_DESCRIPTION OF THE TASK_. Search the records below for the word "made" and show every line where it occurs.

BEGIN DATA FOR THE TASK

PR #23036, opened 2026-06-04
[Fix] ValueError when loading SAMImageSegmenter from preset sam_huge_sa1b in Keras Hub

### LINKED ISSUE #23018: ValueError when loading SAMImageSegmenter from preset sam_huge_sa1b in Keras Hub
**Description:**
I encountered a ValueError while running the official Keras Hub tutorial notebook for Segment Anything. The model fails to load weights for multiple layers (such as Dense, Embedding, etc.).

**Code to Reproduce:**
https://colab.research.google.com/github/keras-team/keras-io/blob/master/guides/ipynb/keras_hub/segment_anything_in_keras_hub.ipynb#scrollTo=lt6d9sU9b2PD&uniqifier=2

model = keras_hub.models.SAMImageSegmenter.from_preset("sam_huge_sa1b")

**Error Traceback:**
```
Downloading to /root/.cache/kagglehub/models/keras/sam/keras/sam_huge_sa1b/5/config.json...
100%|██████████| 3.06k/3.06k [00:00<00:00, 3.47MB/s]
Downloading to /root/.cache/kagglehub/models/keras/sam/keras/sam_huge_sa1b/5/task.json...
100%|██████████| 5.77k/5.77k [00:00<00:00, 4.14MB/s]
Downloading to /root/.cache/kagglehub/models/keras/sam/keras/sam_huge_sa1b/5/task.weights.h5...
100%|██████████| 2.39G/2.39G [00:56<00:00, 45.6MB/s]
ValueError                                Traceback (most recent call last)
/tmp/ipykernel_546/708357786.py in <cell line: 0>()
----> 1 model = keras_hub.models.SAMImageSegmenter.from_preset("sam_huge_sa1b")

5 frames
/usr/local/lib/python3.12/dist-packages/keras/src/saving/saving_lib.py in _raise_loading_failure(error_msgs, warn_only)
    640         warnings.warn(msg)
    641     else:
--> 642         raise ValueError(msg)
    643 
    644 

ValueError: A total of 61 objects could not be loaded. Example error message for object <Dense name=dense_172, built=True>:

Layer 'dense_172' expected 2 variables, but received 0 variables during loading. Expected: ['kernel', 'bias']

List of objects that could not be loaded:
[<Dense name=dense_172, built=True>, <Dense name=dense_173, built=True>, <Dense name=dense_174, built=True>, <Embedding name=embedding, built=True>, <Embedding name=embedding_1, built=True>, <Dense name=dense_160, built=True>, <Dense name=dense_161, built=True>, <Dense name=dense_162, built=True>, <Dense name=dense_163, built=True>, <Dense name=dense_164, built=True>, <Dense name=dense_165, built=True>, <Dense name=dense_166, built=True>, <Dense name=dense_167, built=True>, <Dense name=dense_168, built=True>, <Dense name=dense_169, built=True>, <Dense name=dense_170, built=True>, <Dense name=dense_171, built=True>, <Conv2DTranspose name=conv2d_transpose, built=True>, <LayerNormalization name=layer_normalization_77, built=True>, <Conv2DTranspose name=conv2d_transpose_1, built=True>, <Dense name=dense_157, built=True>, <Dense name=dense_159, built=True>, <Dense name=dense_156, built=True>, <Dense name=dense_158, built=True>, <LayerNormalization name=layer_normalization_76, built=True>, <Dense name=dense_139, built=True>, <Dense name=dense_141, built=True>, <Dense name=dense_138, built=True>, <Dense name=dense_140, built=True>, <Dense name=dense_133, built=True>, <Dense name=dense_135, built=True>, <Dense name=dense_132, built=True>, <Dense name=dense_134, built=True>, <LayerNormalization name=layer_normalization_68, built=True>, <LayerNormalization name=layer_normalization_69, built=True>, <LayerNormalization name=layer_normalization_70, built=True>, <LayerNormalization name...
``

```

ChiragSW:
## Description

Fixes: #23018 
I changed Keras so objects_to_skip expands recursively through the same saveable traversal used by saving/loading. Now when KerasHub passes the backbone in the skip list, Keras also skips backbone-owned children like SAM’s mask_decoder, even if _flatten_layers() misses them.

## Contributor Agreement

### DIFF
--- a/keras/src/models/functional.py
+++ b/keras/src/models/functional.py
@@ -99,7 +99,6 @@ class Functional(Function, Model):
     def __new__(cls, *args, **kwargs):
         return typing.cast(cls, super().__new__(cls))
 
-    @tracking.no_automatic_dependency_tracking
     def __init__(self, inputs, outputs, name=None, **kwargs):
         if isinstance(inputs, dict):
             for k, v in inputs.items():
@@ -133,21 +132,14 @@ class Functional(Function, Model):
         if not all(is_input_keras_tensor(t) for t in flat_inputs):
             inputs, outputs = clone_graph_nodes(inputs, outputs)
 
-        preexisting_layers = list(getattr(self, "_layers", []))
-
-        Function.__init__(self, inputs, outputs, name=name)
+        with tracking.DotNotTrackScope():
+            Function.__init__(self, inputs, outputs, name=name)
 
         if trainable is not None:
             self.trainable = trainable
 
-        graph_layers = self.layers
-        graph_layer_ids = {id(layer) for layer in graph_layers}
-        extra_layers = [
-            layer
-            for layer in preexisting_layers
-            if id(layer) not in graph_layer_ids
-        ]
-        self._layers = graph_layers + extra_layers
+        for layer in self.layers:
+            self._tracker.track(layer)
         self.build(None)
         # We will convert directly (to the correct dtype per input).
         self._convert_input_args = False
--- a/keras/src/models/functional.py
+++ b/keras/src/models/functional.py
@@ -133,12 +133,21 @@ class Functional(Function, Model):
         if not all(is_input_keras_tensor(t) for t in flat_inputs):
             inputs, outputs = clone_graph_nodes(inputs, outputs)
 
+        preexisting_layers = list(getattr(self, "_layers", []))
+
         Function.__init__(self, inputs, outputs, name=name)
 
         if trainable is not None:
             self.trainable = trainable
 
-        self._layers = self.layers
+        graph_layers = self.layers
+        graph_layer_ids = {id(layer) for layer in graph_layers}
+        extra_layers = [
+            layer
+            for layer in preexisting_layers
+            if id(layer) not in graph_layer_ids
+        ]
+        self._layers = graph_layers + extra_layers
         self.build(None)
         # We will convert directly (to the correct dtype per input).
         self._convert_input_args = False
--- a/keras/src/models/functional.py
+++ b/keras/src/models/functional.py
@@ -710,9 +710,12 @@ def operation_fn(operation, **call_context_args):
 
 
 def functional_like_constructor(cls):
-    init_args = inspect.getfullargspec(cls.__init__).args[1:]
+    init_spec = inspect.getfullargspec(cls.__init__)
+    init_args = init_spec.args[1:]
     functional_init_args = inspect.getfullargspec(Functional.__init__).args[1:]
     if init_args == functional_init_args:
+        return True
+    if init_spec.varargs is not None and init_spec.varkw is not None:
         return True
     return False
 
--- a/keras/src/saving/saving_api_test.py
+++ b/keras/src/saving/saving_api_test.py
@@ -9,6 +9,7 @@ from absl.testing import parameterized
 
 from keras.src import layers
 from keras.src.legacy.saving.legacy_h5_format import save_model_to_hdf5
+from keras.src.models import Model
 from keras.src.models import Sequential
 from keras.src.saving import saving_api
 from keras.src.testing import test_case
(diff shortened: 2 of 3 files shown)


hertschuh:
> even if _flatten_layers() misses them.

This changes the contract of `objects_to_skip`, which was not previously recursive (although KerasHub is probably the only user of this feature).

Do you understand why `_flatten_layers()` misses them? Why only for this model? Is that what should be fixed instead?

ChiragSW:
Yea actually, `_flatten_layers()` misses them because `SAMBackbone` is Functional and it's graph doesn't include `mask_decoder`, the decoder is an attribute serialized by the backbone but called later by `SAMImageSegmenter`. So it is in backbone structurally but unreachable from the backbone Functional graph.

That makes SAM unusual. While making changes I thought doing a  `objects_to_skip` contract fix would help but making it broad made it complicated too. I think it will be better if the model fix is done like you asked.

ChiragSW:
`objects_to_skip` is reverted and the fix is now why `_flatten_layers()` missed the layer, Functional subclasses were replacing `_layers` with graph layers only and dropping pre-tracked attribute layers outside Functional graph.

keras/src/models/functional.py
```diff
@@ -133,12 +133,21 @@ def __init__(self, inputs, outputs, name=None, **kwargs):
...
 
-        self._layers = self.layers
+        graph_layers = self.layers
+        graph_layer_ids = {id(layer) for layer in graph_layers}
+        extra_layers = [
+            layer
+            for layer in preexisting_layers
+            if id(layer) not in graph_layer_ids
+        ]
+        self._layers = graph_layers + extra_layers
```
hertschuh: I agree with the analysis. Thanks for figuring this out!

However, I prefer this approach for the fix instead of what you have. It's simpler and it uses the tracker instead of bypassing it (the tracker will dedupe).

```python
# Track layers from the graph.
for layer in self.layers:
    self._tracker.track(layer)
```

keras/src/saving/saving_api_test.py
```diff
@@ -116,6 +117,47 @@ def test_objects_to_skip(self):
             model.layers[0].get_weights()[1],
         )
 
+    def test_objects_to_skip_with_functional_subclass_attribute_layer(self):
+        class Backbone(Model):
```
hertschuh, line 121: You don't need to extend `Functional`?

keras/src/saving/saving_api_test.py
```diff
@@ -116,6 +117,47 @@ def test_objects_to_skip(self):
...
+            def __init__(self):
+                # Simulate a layer owned by a Functional subclass, but not
+                # part of the Functional graph. This matches e.g. a decoder
+                # attached to a backbone but called by a task model.
+                decoder = layers.Dense(2, name="decoder")
+                self._initialize_tracker()
+                self._tracker.track(decoder)
+                object.__setattr__(self, "decoder", decoder)
```
hertschuh: Why not just do this?
```python
self.decoder = decoder
```

hertschuh (changes requested):
Thanks for the update!

keras/src/saving/saving_api_test.py
ChiragSW: No need to extend Functional. I used Model subclass initialized with Functional args to mirror the SAM pattern but I can simplify the fixture if there’s a clearer version.

keras/src/saving/saving_api_test.py
ChiragSW: I used manual tracker assignment only to avoid the torch pre-`Module.__init__()` assignment error in an earlier version of the test. I can use self.decoder = decoder (thank you for the suggestion)

keras/src/models/functional.py
ChiragSW: will do, its cleaner

keras/src/saving/saving_api_test.py
```diff
@@ -116,6 +117,45 @@ def test_objects_to_skip(self):
...
 
+    def test_objects_to_skip_with_functional_subclass_attribute_layer(self):
+        class Backbone(Model):
+            def __init__(self):
+                # Simulate a layer owned by a Functional subclass, but not
+                # part of the Functional graph. This matches e.g. a decoder
+                # attached to a backbone but called by a task model.
+                decoder = layers.Dense(2, name="decoder")
+                self.decoder = decoder
+
```
hertschuh: It is indeed failing with Torch. Move this line after line 132 (after super().__init__)

keras/src/models/functional.py
```diff
@@ -133,12 +132,14 @@ def __init__(self, inputs, outputs, name=None, **kwargs):
         if not all(is_input_keras_tensor(t) for t in flat_inputs):
             inputs, outputs = clone_graph_nodes(inputs, outputs)
 
-        Function.__init__(self, inputs, outputs, name=name)
+        with tracking.DotNotTrackScope():
+            Function.__init__(self, inputs, outputs, name=name)
```
hertschuh, line 136: Why did you need the `DotNotTrackScope`?

hertschuh (changes requested):

keras/src/models/functional.py
hertschuh: Oh, I understand now, ignore.

keras/src/saving/saving_api_test.py
ChiragSW: Moved it

keras/src/models/functional.py
```diff
@@ -709,10 +710,13 @@ def call(*args, **kwargs):
...
 
 def functional_like_constructor(cls):
-    init_args = inspect.getfullargspec(cls.__init__).args[1:]
+    init_spec = inspect.getfullargspec(cls.__init__)
+    init_args = init_spec.args[1:]
     functional_init_args = inspect.getfullargspec(Functional.__init__).args[1:]
     if init_args == functional_init_args:
         return True
+    if init_spec.varargs is not None and init_spec.varkw is not None:
+        return True
```
hertschuh, line 719: Why did you need this? This seems dangerous.

So if you have an `__init__(self, *args, **kwargs)` you assume it's functional?

ChiragSW: Before `Functional.__init__` was wrapped so `inspect.getfullargspec(Functional.__init__)` exposed the forwarding `*args, **kwargs` . That meant a custom Functional subclass constructor like:
```
def __init__(self, *args, param=1, **kwargs):
    self.param = param
```
was treated as Functional-like and could be revived from config. After removing the decorator, `Functional.__init__` exposed its real `(inputs, outputs, name=None, **kwargs)` signature and that existing test started failing.

I did not intend to broaden the test but to preserve the previous behavior for forwarding constructors.
I will be happy to revise if there’s a preferred way to preserve the existing revive behavior without making the constructor test broader

hertschuh: Oh weird, I'm surprised we never hit this bug.

hertschuh (approved):
Thanks for the fix!

PR #23040, opened 2026-06-04
Apply causal mask in MHA/GQA manual attention path

### LINKED ISSUE #23038: MultiHeadAttention silently drops the causal mask when `use_causal_mask=True` and the fused SDPA path is disabled (dropout > 0, `return_attention_scores=True`, or non-4D inputs) — regression in #22910
# MultiHeadAttention silently drops the causal mask when `use_causal_mask=True` and the fused SDPA path is disabled (dropout > 0, `return_attention_scores=True`, or non-4D inputs) — regression in #22910

## Summary

Since #22910 ("Engage flash SDPA in MHA/GQA causal-only path"), `MultiHeadAttention`
(and `GroupedQueryAttention`) **silently apply no causal mask at all** whenever the
fused scaled-dot-product-attention path is not taken. Every query attends to every
key, including strictly-future positions. This is silent future-information leakage in
any causal transformer — there is no error, just wrong numbers (e.g. metrics like AUC
inflating toward ~1.0 because future timesteps become trivially predictable).

The bug triggers in three common, independent configurations of an MHA layer called
with `use_causal_mask=True` and no other mask source:

- `dropout > 0.0`
- `return_attention_scores=True`
- non-4D query/key/value inputs (`len(query.shape) != 4`)

Any one of these is sufficient. In particular, dropout=0 is **not** safe — a layer with
no dropout still leaks the moment it is called with `return_attention_scores=True`.

## Regression range

Bisected to a single commit (both endpoints verified by running the repro below):

- **First bad commit:** `5a524001dbc89cc9be4e034da0ee7c5f8064aafd` — PR #22910,
  "Engage flash SDPA in MHA/GQA causal-only path", 2026-05-27.
- **Last good commit:** `c42b5ae2476bcd7d1aa75c097d11fa879c518890` (the parent,
  `5a524001~1`) — PR #22992, 2026-05-27. Clean: future-key attention is `0.0`.
- **Releases affected:** none yet. Latest tag is `v3.14.0` (early April 2026), before the
  regression. This currently exists only on `master` / `keras-nightly`, but will ship in
  the next release if not fixed.

## Root cause

In `keras/src/layers/attention/multi_head_attention.py`, `call()` computes a
`causal_only` fast path and, when it applies, sets `attention_mask = None` and forwards
`use_causal_mask=True` into `_compute_attention`, expecting the backend's native causal
kernel to enforce masking:

```python
causal_only = (
    use_causal_mask
    and query_mask is None
    and value_mask is None
    and key_mask is None
    and attention_mask is None
    and self._sliding_window is None
    and type(self)._compute_attention is MultiHeadAttention._compute_attention
)
if causal_only:
    attention_mask = None   # <-- mask dropped here, on the assumption SDPA(is_causal=True) runs
```

But inside `_compute_attention`, the fused causal kernel only runs when
`use_dot_product_attention` is true:

```python
use_dot_product_attention = not (
    self._dropout > 0.0
    or return_attention_scores
    or (len(query.shape) != 4)
)

if use_dot_product_attention:
    if use_causal_mask and attention_mask is None:
        # fused path: ops.dot_product_attention(..., is_causal=True)  ✓ masks correctly
        ...
        return attention_output, None
    ...
# ---- fallthrough: manual attention ----
attention_scores = ops.einsum(self._dot_product_equation, key, query)
attention_scores = self._masked_softmax(attention_scores, attention_mask)  # attention_mask is None → NO MASK
```

The `causal_only` gate in `call()` checks the mask sources, sliding window, and subclass
override — but it never checks `dropout`, `return_attention_scores`, or input rank. When
any of those disables `use_dot_product_attention`, execution falls through to the manual
softmax path with `attention_mask=None`, so `_masked_softmax` applies no mask at all and
`is_causal=True` is never honored.

## Minimal reproduction

The physical invariant: under causal masking, attention onto strictly-future keys must
be exactly `0.0`.

```python
import os
os.environ["KERAS_BACKEND"] = "jax"  # reproduces on all backends
import numpy as np
import keras
from keras import layers

T = 6
future = np.triu(np.ones((T, T)), k=1).astype(bool)  # strictly-future key positions
x = np.random.RandomState(0).normal(size=(1, T, 8)).astype("float32")

# return_attention_scores=True is itself a trigger (dropout is 0 here):
mha = layers.MultiHeadAttention(num_heads=2, key_dim=4)
_, scores = mha(x, x, use_causal_mask=True, return_attention_scores=True)

leak = np.asarray(scores)[..., future].sum()
print("attention on future keys:", leak)   # must be 0.0; prints ~7.6 on master since #22910
assert leak < 1e-6, "causal mask was silently dropped"
```

### Output-equivalence check (covers the dropout>0, scores=False case)

When scores aren't returned, compare `use_causal_mask=True` against an explicit
lower-triangular `attention_mask` — they must be identical at inference:

```python
mha = layers.MultiHeadAttention(num_heads=2, key_dim=4, dropout=0.1)
out_causal   = np.asarray(mha(x, x, use_causal_mask=True, training=False))
explicit     = (~future)[None]  # (1, T, T) allowed-positions mask
out_explicit = np.asarray(mha(x, x, attention_mask=explicit, training=False))
print("max|causal - explicit|:", np.abs(out_causal - out_explicit).max())  # must be ~0
```

## Observed vs. expected

Verified by running the repro from source at each commit (jax backend; same on tf/torch):

| Case (`use_causal_mask=True`)                         | Good `c42b5ae24` | Bad `5a524001` |
|-------------------------------------------------------|------------------|----------------|
| dropout=0,   `return_attention_scores=True` (future-key attention) | `0.000000` | `7.613400` |
| dropout=0.1, `return_attention_scores=True` (future-key attention) | `0.000000` | `7.613400` |
| dropout=0.1, scores=False (`\|causal − explicit-mask\|` of output) | `0.000000` | `3.776578` |

**Expected:** all values `0.0` (no attention on future keys; `use_causal_mask=True`
identical to an explicit causal `attention_mask`).
**Actual on master:** future positions receive full attention weight; outputs diverge
from the explicit-mask reference.

## How it slipped through

PR #22910 added tests strengthening `extra_mask` coverage for the causal-only fallback,
but none exercise the fallback with `dropout > 0` or `return_attention_scores=True` — the
exact conditions that disable the fused kernel and expose the dropped mask.

## Workarounds (until fixed)

- On an affected build, pass an explicit causal mask via `attention_mask=...` instead of
  `use_causal_mask=True` — that path is unaffected.

## Environment

- Keras `master`; first bad commit `5a524001` (PR #22910), last good commit
  `c42b5ae24` (its parent).
- Backend: JAX (CPU). The defect is in backend-agnostic layer logic and reproduces on
  TensorFlow and PyTorch as well.
- Python 3.11.

MarcosAsh:
## Description

Regression from #22910: `use_causal_mask=True` silently applies no mask when the fused SDPA path is off (dropout>0, return_attention_scores=True, or non-4D), so queries attend to future keys. GQA has the same bug. Fixes #23038.

Fix materializes the causal mask in the manual attention fallthrough. Tests cover all three triggers on both layers.

## Contributor Agreement

### DIFF
--- a/keras/src/layers/attention/grouped_query_attention.py
+++ b/keras/src/layers/attention/grouped_query_attention.py
@@ -491,16 +491,6 @@ class GroupedQueryAttention(Layer):
                     flash_attention=self._flash_attention,
                 )
                 return attention_output, None
-            if use_causal_mask and attention_mask is not None:
-                # The native is_causal kernel above was skipped because an
-                # explicit mask was also provided. Fold the causal mask into it
-                # so both constraints apply. Backends disagree on whether
-                # is_causal composes with an explicit mask, so combine them here
-                # rather than forwarding the is_causal flag.
-                attention_mask = ops.logical_and(
-                    ops.cast(attention_mask, "bool"),
-                    self._compute_causal_mask(query, value),
-                )
             if attention_mask is not None:
                 # Ensure attention_mask has the correct shape for broadcasting
                 # Expected shape: [batch_size, num_heads, query_seq_len,
@@ -522,7 +512,7 @@ class GroupedQueryAttention(Layer):
                 bias=None,
                 mask=attention_mask,
                 scale=self._inverse_sqrt_head_dim,
-                is_causal=False,
+                is_causal=use_causal_mask,
                 flash_attention=self._flash_attention,
             )
             return attention_output, None
--- a/keras/src/layers/attention/grouped_query_attention.py
+++ b/keras/src/layers/attention/grouped_query_attention.py
@@ -491,6 +491,16 @@ class GroupedQueryAttention(Layer):
                     flash_attention=self._flash_attention,
                 )
                 return attention_output, None
+            if use_causal_mask and attention_mask is not None:
+                # The native is_causal kernel above was skipped because an
+                # explicit mask was also provided. Fold the causal mask into it
+                # so both constraints apply. Backends disagree on whether
+                # is_causal composes with an explicit mask, so combine them here
+                # rather than forwarding the is_causal flag.
+                attention_mask = ops.logical_and(
+                    ops.cast(attention_mask, "bool"),
+                    self._compute_causal_mask(query, value),
+                )
             if attention_mask is not None:
                 # Ensure attention_mask has the correct shape for broadcasting
                 # Expected shape: [batch_size, num_heads, query_seq_len,
@@ -521,9 +531,17 @@ class GroupedQueryAttention(Layer):
         # scores. We skipped the fused is_causal kernel above, so build the
         # causal mask here. `call` drops attention_mask when causal is the
         # only mask source, expecting that kernel to run, and this path never
-        # sees the is_causal flag otherwise.
-        if use_causal_mask and attention_mask is None:
-            attention_mask = self._compute_causal_mask(query, value)
+        # sees the is_causal flag otherwise. When an explicit mask is also
+        # present, combine the two so neither constraint is lost.
+        if use_causal_mask:
+            causal_mask = self._compute_causal_mask(query, value)
+            attention_mask = (
+                causal_mask
+                if attention_mask is None
+                else ops.logical_and(
+                    ops.cast(attention_mask, "bool"), causal_mask
+                )
+            )
         query = ops.multiply(
             query, ops.cast(self._inverse_sqrt_head_dim, query.dtype)
         )
--- a/keras/src/layers/attention/grouped_query_attention.py
+++ b/keras/src/layers/attention/grouped_query_attention.py
@@ -518,7 +518,12 @@ class GroupedQueryAttention(Layer):
             return attention_output, None
 
         # Default behavior without flash attention, with explicit attention
-        # scores
+        # scores. We skipped the fused is_causal kernel above, so build the
+        # causal mask here. `call` drops attention_mask when causal is the
+        # only mask source, expecting that kernel to run, and this path never
+        # sees the is_causal flag otherwise.
+        if use_causal_mask and attention_mask is None:
+            attention_mask = self._compute_causal_mask(query, value)
         query = ops.multiply(
             query, ops.cast(self._inverse_sqrt_head_dim, query.dtype)
         )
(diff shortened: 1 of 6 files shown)


keras/src/layers/attention/grouped_query_attention.py
hertschuh: Shouldn't this be `is_causal=use_causal_mask`?

If `use_causal_mask and attention_mask is None` it returns earlier, that's fine.

But if `use_causal_mask` is `True` and `attention_mask` is not None, it won't apply the causal mask.

keras/src/layers/attention/multi_head_attention.py
hertschuh: Same comment about changing this to `is_causal=use_causal_mask`.

hertschuh (commented):
Your change look good, but I think there is still a similar bug.

MarcosAsh:
Thanks for the review. You're right that this path drops the causal mask when an explicit `attention_mask` is also passed.

I tried `is_causal=use_causal_mask` first, but it only works on JAX and TF. The torch backend forces `is_causal=False` whenever a mask is present, since PyTorch's SDPA treats `attn_mask` and `is_causal` as mutually exclusive, so forwarding the flag passes on the default backends but silently leaks future keys on torch.

To stay correct everywhere I fold the causal mask into the explicit one instead:

```python
if use_causal_mask and attention_mask is not None:
    attention_mask = ops.logical_and(
        ops.cast(attention_mask, "bool"),
        self._compute_causal_mask(query, value),
    )
```

That also matches the manual softmax path, which already builds the mask explicitly. Did the same in both layers with a test covering both paths. Happy to push the fix into the torch backend instead if you'd prefer.

hertschuh:
> That also matches the manual softmax path, which already builds the mask explicitly. Did the same in both layers with a test covering both paths. Happy to push the fix into the torch backend instead if you'd prefer.

Well that means there is a bug in `dot_product_attention` on Torch then, whereby the `is_causal` flag is not really honored correctly.

Please move the fix to the Torch backend. Thanks a lot!

MarcosAsh:
Hi, just made the changes!

MarcosAsh:
The openvino test failed I just fixed it!

hertschuh (approved):
Thanks a lot!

END DATA FOR THE TASK

_TASK ANSWER_.
That makes SAM unusual. While making changes I thought doing a  `objects_to_skip` contract fix would help but making it broad made it complicated too. I think it will be better if the model fix is done like you asked.
Hi, just made the changes!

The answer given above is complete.